Dans l'Ancien Régime français, les dynasties de Clovis et Hugues Capet avaient scellé une alliance éternelle avec le pape à la suite du baptême de Clovis. Les liens unissant l'Église et les souverains étaient visibles dans l'aristocratie et la noblesse, qui avaient fait vœu d'œuvrer à la défense de l'Église, conçue comme l'épouse et le royaume du Christ.

En Espagne et au Portugal, cette alliance se montre visible avec la bénédiction papale accordée aux rois catholiques. Avant sa rupture avec la papauté, le roi Henri VIII avait obtenu le titre de Défenseur de la foi. En Autriche-Hongrie, la dynastie des Habsbourg se fait la défenderesse de l'Église romaine au cours de la Réforme. La coutume de l'époque est de construire une chapelle royale dans chaque grand palais princier.

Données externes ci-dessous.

PR #838, opened 2015-10-05
phpDoc changes for 1.0 branch

terrafrost:
A lot of the in-line comments for #827 had to do with the phpDoc syntax so this makes all current phpDoc calls consistent.

It also adds missing @return statements to four functions in Crypt/RSA.php.

### DIFF
--- a/phpseclib/Crypt/Base.php
+++ b/phpseclib/Crypt/Base.php
@@ -296,9 +296,9 @@ class Crypt_Base
     /**
      * Does internal cipher state need to be (re)initialized?
      *
-     * @see setKey()
-     * @see setIV()
-     * @see disableContinuousBuffer()
+     * @see Crypt_Base::setKey()
+     * @see Crypt_Base::setIV()
+     * @see Crypt_Base::disableContinuousBuffer()
      * @var bool
      * @access private
      */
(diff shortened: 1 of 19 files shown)


terrafrost:
Let's get #827 merged before merging this.

phpseclib/Crypt/Base.php
```diff
@@ -296,9 +296,9 @@ class Crypt_Base
     /**
      * Does internal cipher state need to be (re)initialized?
      *
-     * @see setKey()
-     * @see setIV()
-     * @see disableContinuousBuffer()
+     * @see Crypt_Base::setKey()
```
GrahamCampbell: what about static::setKey()

GrahamCampbell: or self, for php 5.2-

terrafrost: static, to me, implies that the method needs to be called statically, which is not the case here.

I could do self but the 1.0 branch is supposed to be compatible with 4.x (with PHP_Compat). Of course I guess making changes to phpDoc comments doesn't really change the versioning requirements so I guess I can do it.

I guess phpDoc just kinda translates `self` to `Crypt_Base` (assuming that `self` occurs in `Crypt_Base`) when it's building the documentation?

GrahamCampbell: meh, I don't really mind - I was just throwing the idea out there incase you liked it :)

Dans les bulles et brefs pontificaux, le pape appelait les rois et les reines Mon fils ou Ma fille. Plusieurs monarques ou princes ont déjà été canonisés ou béatifiés, dont spécialement Louis IX de France et Ferdinand III de Castille. Le roi Louis XIII est fameux pour avoir consacré toute la France à la Sainte Vierge.

L'origine théologique de cette alliance peut être décelée dans les écrits de Méliton de Sardes, qui vante les vertus d'un rapprochement entre le Christ et l'Empereur. Le premier souverain à parvenir à une telle union fut Théodose Ier dans l'Empire byzantin. D'autres empereurs suivirent, dont spécialement Gratien, Constantin Ier et Charlemagne.

Le schéma opposé à la situation d'alliance est la séparation des Églises et de l'État, situation qui prévaut en France depuis le XXe siècle. À l'époque, le pape Pie IX avait tout fait pour conserver son droit de présider à la destinée politique de l'Europe.

Plusieurs encycliques du XIXe siècle dénoncent l'influence des « sectes maçonniques », du libéralisme, du socialisme, du révolutionnarisme, du matérialisme, du rationalisme et du communisme, dont spécialement Quanta Cura, Mirari Vos, Qui Pluribus et Christianae reipublicae salus.

La rupture entre le trône et l'autel a été plutôt brusque, puisqu'elle procéda de la Révolution française. Une tentative de renouer l'alliance survint lors des traités concluant la Sainte-Alliance, mais celle-ci fut à nouveau rompue à la suite du Printemps des peuples.